Here are three of the big storylines to watch out for:
1. Katie Ledecky looks to expand repertoire with 100m freestyle.
In 2013, a couple years after Worlds in Barcelona, Ledecky sat down with her coach at Nation’s Capitol Swim Club, Bruce Gemmell, and put together a set of goals for the next few years. They included goal times for the 400m and 800m freestyles, events she’d just won in Spain, the latter in world record time. The decision was made then to go for the 200m freestyle as well. In Rio Ledecky would hit this target, sweeping the 200-400-800 freestyles, a feat not done since Debbie Mayer did it in Mexico City in 1968.
This time around, Ledecky has her sights set on the next shorter event, the 100m freestyle. On the world stage she will be in deep against the likes of Sarah Sjostrom, who just last week posted a time that was only 2 one-hundredths of a second off the world record in Canet, France on the Mare Nostrum circuit. This will be the first time we’ve seen Ledecky attempt to swim the 100m freestyle internationally (she’ll pick up a relay birth as well if she makes the team in this event, giving her a shot at an additional medal in Budapest at Worlds).
Domestic competition is no less stiff, the gold medalist from Rio in the 100, Simone Manuel, is not only her teammate at Stanford but will be looking to solidify her position as one of the top sprinters in the world.
2. Caeleb Dressel looks to challenge sprint royalty.
Last summer the Americans dominated the pool, from backstroke events with Ryan Murphy to the breaststroke with the brash and confident Lilly King. The domination was completed on the last night by Anthony Ervin, who completed the longest bookend between Olympic gold medals by winning gold in the 50m freestyle to go with his gold from 2000.

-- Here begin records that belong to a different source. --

PR #939, opened 2018-03-22
Define redis key prefix as class variable

### LINKED ISSUE #920: Best practice to set redis key prefix for all keys used by RQ
Hi,

After quick scan of the source code I determined that while base classes like Queue, Worker etc could be subclassed in order to override `redis_queue_namespace_prefix`, there is no way to control this code (except full method override which is strongly undesired):

```python
def empty(self):
    """Removes all messages on the queue."""
    script = b"""
        local prefix = "rq:job:"
        local q = KEYS[1]
        local count = 0
        while true do
            local job_id = redis.call("lpop", q)
            if job_id == false then
                break
            end

            -- Delete the relevant keys
            redis.call("del", prefix..job_id)
            redis.call("del", prefix..job_id..":dependents")
            count = count + 1
        end
        return count
    """
    script = self.connection.register_script(script)
    return script(keys=[self.key])
```

where prefix is just hardcoded.

Having this how subj can be achieved in best possible way? Thanks.

Looking ahead it would be very helpful to have this as some sort of a setting that will shine with `django-rq` when `KEY_PREFIX` may be used in `CACHES` setting definition.

stj:
Some prefixes were hardcoded in several places. This made it hard to
use custom prefixes via subclasses.

Resolves #920

### DIFF
--- a/rq/job.py
+++ b/rq/job.py
@@ -366,7 +366,7 @@ class Job(object):
     @classmethod
     def dependents_key_for(cls, job_id):
         """The Redis key that is used to store job dependents hash under."""
-        return '{0}{0}:dependents'.format(cls.redis_job_namespace_prefix, job_id)
+        return '{0}{1}:dependents'.format(cls.redis_job_namespace_prefix, job_id)
 
     @property
     def key(self):
--- a/rq/job.py
+++ b/rq/job.py
@@ -85,6 +85,7 @@ def get_current_job(connection=None, job_class=None):
 class Job(object):
     """A Job is just a convenient datastructure to pass around job (meta) data.
     """
+    redis_job_namespace_prefix = 'rq:job:'
 
     # Job construction
     @classmethod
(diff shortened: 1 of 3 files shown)


rq/job.py
```diff
@@ -360,12 +361,12 @@ def set_id(self, value):
...
     def key_for(cls, job_id):
         """The Redis key that is used to store job hash under."""
-        return b'rq:job:' + job_id.encode('utf-8')
+        return (cls.redis_job_namespace_prefix + job_id).encode('utf-8')
 
     @classmethod
     def dependents_key_for(cls, job_id):
         """The Redis key that is used to store job dependents hash under."""
-        return 'rq:job:{0}:dependents'.format(job_id)
+        return '{0}{0}:dependents'.format(cls.redis_job_namespace_prefix, job_id)
```
selwin: Could you please fix this typo? Should be `{0}{1}`

stj: Will do. Saw that I did same mistake for `COMPACT_QUEUE`.

Do you know why `key_for` returns a binary while `dependents_key_for` returns string?

selwin:
Thanks!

In the other sprint event, the 100m freestyle, Nathan Adrian of Cal-Berkeley has been the unquestioned champ domestically since his Olympic gold in London in 2012. Legendary for his size and consistency, Adrian belts out 48 lows in the 100 with seeming ease.
Meanwhile, there is Caeleb Dressel, a sophomore from Florida, who had an career-defining NCAA season, repeating as champion in the 50 yard and 100 yard freestyles. The latter was the most impressive, as he nearly became the first human being to break 40 seconds over four laps of short course yards swimming.
The big question, as it always is with high yield NCAA performances, is how well it translates to long course meters swimming. Dressel has already shown he has the speed—he swam a 21.53 in the 50m free in 2015 putting him in the top handful of American sprinters of all time—it’s just that the guys ahead of him on that list are still racing.
3. Matt Greversand the return of the champ.
At the London Games the American men continued a long-standing tradition of dominating the medal podium in the backstroke events. Matt Grevers, the 6’9” All-American from the University of Arizona won the 100m backstroke in 52.16, bettering the American and Olympic record in the event.
Four years later, however, it was not meant to be. He would place behind phenom Ryan Murphy—who would break the world record in this event in Rio—and veteran David Plummer. Grevers was heartbroken with the loss, but after some soul-searching has continued swimming and will be looking to make the team going to Budapest.
He very well may qualify in the 100m freestyle as well—he swam in the preliminaries of the 4x100m freestyle relay in London and swam a very respectable 47.59.
While predictions are fun to make, it’s the swimmer that no one saw coming that will steal the limelight and assume their place among the USA Swimming national team this summer in Budapest.